Osborne laughed. “My very first case here,” he said, “involved a fatal stabbing. No billfold. No identification. But he was missing some molars so we checked all the dentists for dental charts.” Osborne made a wry face. “When we finally got him identified, it turned out he’d never been to a dentist in his life. Pulled his own molars. Now how do you do that?”
“It’s a different world,” Chee said, deciding not to explain to Osborne how his grandmother had done it. It involved numbing the gum with a concoction made of boiled roots and berries and using a little wire noose, etc., and was too complicated to get into here. Instead he got the conversation back to Doherty.
What could Osborne tell him about how the theory of the crime was developing? What, for example, was the motive? And was it true, as the grapevine had it, that Doherty might have been trying to work a lost gold-mine scam on Wiley Denton?
Osborne considered that a moment, decided, said: “I hadn’t heard that one yet.”
“It seemed pretty unlikely to me,” Chee said. “His uncle being the sheriff who arrested Denton, he’d know what happened to McKay.”
Osborne grinned. “Nephew or not, I think anybody curious could have known anything they wanted to about that case. The sheriff’s department doesn’t seem too careful about its files.”
“So we hear,” Chee said, also grinning. “What was it this time?”
“Well, he had a bunch of stuff copied out of that McKay homicide in the car with him.”
“Sensitive stuff?”
“I guess there wasn’t anything very sensitive about that one,” Osborne said. “My files show it was open and shut. Denton shot McKay, admitted it, claimed self-defense in a scam that turned into an attempted robbery, pleaded, and did his time.” Osborne shrugged. “Closed case.”
“We need more like that,” Chee said. “What in the world would Doherty want to make copies of?”
“Some of the stuff from McKay’s briefcase. Maps, sketches, notes on gold assays, copies of stuff from the records out at Fort Wingate.” He laughed. “He even made a copy of a State Farm Insurance business card, front and back. That seemed odd, right? So we checked out the agent. A local guy, and all we found out was that McKay didn’t buy a policy. And some numbers were jotted on the back.”

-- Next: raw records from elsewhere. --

PR #1021, opened 2019-01-05
Don't present optional param if not present input params

### LINKED ISSUE #1019: Params validation should not present optional field when it not present in the input
### Description

Params validation should not present the optional field when it not present in the input.

### Steps to Reproduce

The following is an example:
```crystal
def user_params
  params.validation do
    optional :age
    required :name
  end
end
```

When use it validate the input `name=Don`, it returns:

```crystal
{"name" => "Don", "age" => nil}
```

**It will OVERWRITE the `age` field in the database.**

**Expected behavior:** [What you expect to happen]

Expect it returns:
```crystal
{"name" => "Don"}
```

**Actual behavior:** [What actually happens]
It returns:

```crystal
{"name" => "Don", "age" => nil}
```

Always.

### Versions

Amber 0.11.2
Crystal 0.27.0

cpunion:
Fix #1019

### DIFF
--- a/src/amber/validators/params.cr
+++ b/src/amber/validators/params.cr
@@ -7,14 +7,17 @@ module Amber::Validators
     getter predicate : (String -> Bool)
     getter field : String
     getter value : String?
+    getter present : Bool
 
     def initialize(field : String | Symbol, @msg : String?, @allow_blank : Bool = true)
       @field = field.to_s
+      @present = false
       @predicate = ->(_s : String) { true }
     end
 
     def initialize(field : String | Symbol, @msg : String?, @allow_blank : Bool = true, &block : String -> Bool)
       @field = field.to_s
+      @present = false
       @predicate = block
     end
 
@@ -29,6 +32,7 @@ module Amber::Validators
 
     private def call_predicate(params : Amber::Router::Params)
       @value = params[@field]
+      @present = !!params.has_key?(@field)
       @predicate.call params[@field] unless @predicate.nil?
     end
 
@@ -127,7 +131,7 @@ module Amber::Validators
           @errors << rule.error
         end
 
-        @params[rule.field] = rule.value
+        @params[rule.field] = rule.value if rule.present
       end
 
       errors.empty?
--- a/src/amber/validators/params.cr
+++ b/src/amber/validators/params.cr
@@ -32,7 +32,7 @@ module Amber::Validators
 
     private def call_predicate(params : Amber::Router::Params)
       @value = params[@field]
-      @present = !!params.has_key?(@field)
+      @present = params.has_key?(@field)
       @predicate.call params[@field] unless @predicate.nil?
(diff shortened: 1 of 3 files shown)


cpunion:
I'm not sure what means `optional` with `allow_blank: true`. I think `optional :name` will discard the blank value, and `optional :name, allow_blank: true` will keep the blank value? I need fix this.

drujensen:
@eliasjpr Any concerns with this fix?

src/amber/validators/params.cr
```diff
@@ -29,6 +32,7 @@ module Amber::Validators
 
     private def call_predicate(params : Amber::Router::Params)
       @value = params[@field]
+      @present = !!params.has_key?(@field)
```
drujensen: what is the `!!` for?

cpunion: `Amber::Router::Params#has_key?` returns `(String | Nil)`, `!!` converts to `Bool`.

See https://github.com/crystal-lang/crystal/blob/c9d1eef8fd/src/hash.cr#L147

cpunion: Oh. I think `Amber::Router::Params#has_key?` should be fixed to check the key exists.

cpunion:
Need more time to think about `allow_blank` of `optional`.

src/amber/validators/params.cr
eliasjpr: I like this and I think this is fine for now. I have opened this issue https://github.com/amberframework/amber/issues/1026 to refactor the `has_key?(key)` to return `Bool` to be consistent with Crystal.

eliasjpr:
@cpunion I was wondering if you can give this library a test drive since you are already on this scope of validations. Let me know if you do and if you see any issues with it.

src/amber/validators/params.cr
eliasjpr: You can make the change to the method instead of adding `!!` here https://github.com/amberframework/amber/blob/6c2889bafa57d44d1951a2dec60a519af2fad87a/src/amber/router/params.cr#L45

cpunion:
There are some other cases.

**1. `has_key?` can't accept null value by JSON format**

See the following methods:

https://github.com/amberframework/amber/blob/6c2889bafa57d44d1951a2dec60a519af2fad87a/src/amber/router/params.cr#L30-L33

https://github.com/amberframework/amber/blob/6c2889bafa57d44d1951a2dec60a519af2fad87a/src/amber/router/params.cr#L44-L46

Sometimes we pass a null value with a key by JSON format, so `has_key?` should correct for this.

**2. Params only handle `Hash(String, String)`, not full JSON support.**

----
I think those are not easy. We can solve this PR first, my project is blocked by this. I will refactor `has_key?` now.

cpunion:
@eliasjpr Great!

“Telephone numbers? An address?”
“No idea. Started with a ‘D’ and then three or four
numbers. I guess they must have meant something to McKay.”
Chee nodded. “I guess there’s nothing wrong with that. Not if he just made copies.” He waited a moment, and added: “Be a different matter if they let him walk off with the original stuff.”

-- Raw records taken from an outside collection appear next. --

PR #1022, opened 2019-01-06
Register generators

drujensen:
### Description of the Change

This change removes the large case statement and allows the generator to
register itself.  Eventually, we will (hopefully) allow others to easily
create generators and register them with Amber.

### DIFF
--- a/src/amber/cli/generators/auth.cr
+++ b/src/amber/cli/generators/auth.cr
@@ -1,116 +1,19 @@
-require "./generator"
-require "./field"
-
 module Amber::CLI
   class Auth < Generator
-    property fields : Array(Field)
+    command :auth
+    property auth : Generator
 
     def initialize(name, fields)
-      super(name, nil)
-      @fields = all_fields(fields)
-    end
-
-    def pre_render(directory)
-      add_routes
-      add_plugs
-      add_dependencies
-      inject_application_controller_methods
-    end
-
-    private def add_routes
-      add_routes :web, <<-ROUTES
-        get "/profile", #{class_name}Controller, :show
-          get "/profile/edit", #{class_name}Controller, :edit
-          patch "/profile", #{class_name}Controller, :update
-          get "/signin", SessionController, :new
-          post "/session", SessionController, :create
-          get "/signout", SessionController, :delete
-          get "/signup", RegistrationController, :new
-          post "/registration", RegistrationController, :create
-      ROUTES
-    end
-
-    private def add_plugs
-      add_plugs :web, <<-PLUGS
-        plug Authenticate.new
-      PLUGS
-    end
-
-    private def add_dependencies
-      add_dependencies <<-DEPENDENCY
-      require "../src/models/**"
-      require "../src/pipes/**"
-      DEPENDENCY
-    end
-
-    private def inject_application_controller_methods
-      filename = "./src/controllers/application_controller.cr"
-      controller = File.read(filename)
-      append_text = ""
-
-      unless controller.includes? "property current_#{@name}"
-        append_text += current_method_definition
-      end
-
-      unless controller.includes? "def signed_in?"
-        append_text += signed_in_method_definition
-      end
-
-      unless controller.includes? "def redirect_signed_out_#{@name}"
-        append_text += redirect_signed_out_method_definition
-      end
-
-      append_text = "#{append_text}\nend\n"
-      controller = controller.gsub(/end\s*\Z/, append_text)
-      File.write(filename, controller)
-    end
-
-    private def current_method_definition
-      <<-AUTH
-
-        def current_#{@name}
-          context.current_#{@name}
-        end\n
-      AUTH
-    end
-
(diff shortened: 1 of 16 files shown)


src/amber/cli/generators/scaffold.cr
```diff
@@ -1,5 +1,6 @@
 module Amber::CLI
   class Scaffold < Generator
+    command :scaffold
```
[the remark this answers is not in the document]
drujensen: Yes, that was the thought.  This will (eventually) be a public API so I wanted to make this as clean as possible.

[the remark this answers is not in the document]
elorest: Fair enough. If someone needs to do something differently they can always look at what the macro is doing. :)

src/amber/cli/generators/auth_base.cr
```diff
@@ -0,0 +1,116 @@
+require "./generator"
+require "./field"
+
+module Amber::CLI
+  class AuthBase < Generator
```
eliasjpr: AuthGenerate?

eliasjpr: Maybe AuthGenerator?

src/amber/cli/generators/auth_base.cr
```diff
@@ -0,0 +1,116 @@
...
+        def current_#{@name}
+          context.current_#{@name}
+        end\n
+      AUTH
+    end
+
+    private def signed_in_method_definition
+      <<-AUTH
+
+        def signed_in?
```
eliasjpr: `def #{@name}_signed_in?` no?

src/amber/cli/generators/mailer.cr
```diff
@@ -2,6 +2,7 @@ require "./field.cr"
 
 module Amber::CLI
   class Mailer < Generator
+    command :mailer
```
eliasjpr: I think this is what @elorest means `class_getter registered_commands = :mailer`

src/amber/cli/generators/generator.cr
```diff
@@ -3,6 +3,12 @@ require "./field.cr"
 
 module Amber::CLI
   abstract class Generator < Teeplate::FileTree
+    class_getter registered_commands = Hash(String, Amber::CLI::Generator.class).new
+
+    macro command(name)
```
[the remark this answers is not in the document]
Sija:
```cr
abstract class AuthBase
  #...

  macro inherited
    {% factory_id = @type.name.gsub(/^Amber::CLI::Generator::/, "").underscore %}

    ::Amber::CLI::Generator.registered_commands[{{factory_id.stringify}}] = self
  end
end
```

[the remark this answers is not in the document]
drujensen: @Sija yeah, i thought of doing that but currently some of the generators are abstract base classes and would cause an error if someone tried to run them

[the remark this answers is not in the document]
Sija: There's still a limitation regarding naming the classes (`Amber::CLI::Generator::<CommandName>`), which doesn't exists for explicit declaration, so maybe it's better to keep the latter one avoiding potential confusion... just thinking out loud...

src/amber/cli/generators/mailer.cr
drujensen: @eliasjpr take a look at the conversation with @Sija .  We could simplify this using the class name as the generator name instead of using this macro.  I kinda like explicitly specifying the command.  I was also thinking of adding some type of description for help.

src/amber/cli/generators/auth_base.cr
drujensen: I prefer base myself.  There is an Auth that provides the command and picks granite or crecto.  When we move that out to its own shard (if that is possible) we will eliminate the need for this base class.

src/amber/cli/generators/auth.cr
```diff
@@ -1,116 +1,19 @@
...
-
-      unless controller.includes? "def signed_in?"
-        append_text += signed_in_method_definition
-      end
-
-      unless controller.includes? "def redirect_signed_out_#{@name}"
-        append_text += redirect_signed_out_method_definition
+      super(name, fields)
+      if config.model == "crecto"
+        @auth = CrectoAuth.new(name, fields)
```
eliasjpr: `def initialize(name, fields, orm : Class)` to make the class more flexible and extendable. Right now if someone would like to add auth generator for another orm (Think Jeniffer, LuckyRecord) will need to change this class.

src/amber/cli/generators/auth_base.cr
eliasjpr: I asked cause I saw Auth and AuthBase

src/amber/cli/generators/auth.cr
drujensen: This will be going away completely when we move to shards.  Each shard will either override the commands or they will provide new ones.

“Yes, indeed,” said Osborne.
“Ah, well,” Chee said. “I guess the property clerk would be a family friend. And what would it matter? Closed case, after all.” Chee laughed. “What did he get off with? Anything valuable?”
“Not very,” Osborne said. “Unless somebody collects old Prince Albert pipe tobacco cans. You remember those?”
“Just barely,” Chee said. “I never smoked a pipe. Why would he take something like that?”
“The theory is that maybe he wanted the sand in it, for the same reason McKay had it.”
Osborne was grinning, enjoying this. Chee rewarded him with a quizzical look and wasted a few moments pondering.
“Like maybe McKay was pretending it was placer gold sand,” Chee said. “Using it to persuade Denton he’d found the gold mine he was trying to sell him? Is that it?”
“All I know is the can had some sand in it and according to the case records, a little of what they called ‘placer gold dust’ mixed in,” said Osborne, “and Doherty had it with him in his truck. We found it out on the ground. As you know the ambulance crew got there before the crime scene people. Things got knocked around.” Osborne’s expression said that was all he intended to say about this subject.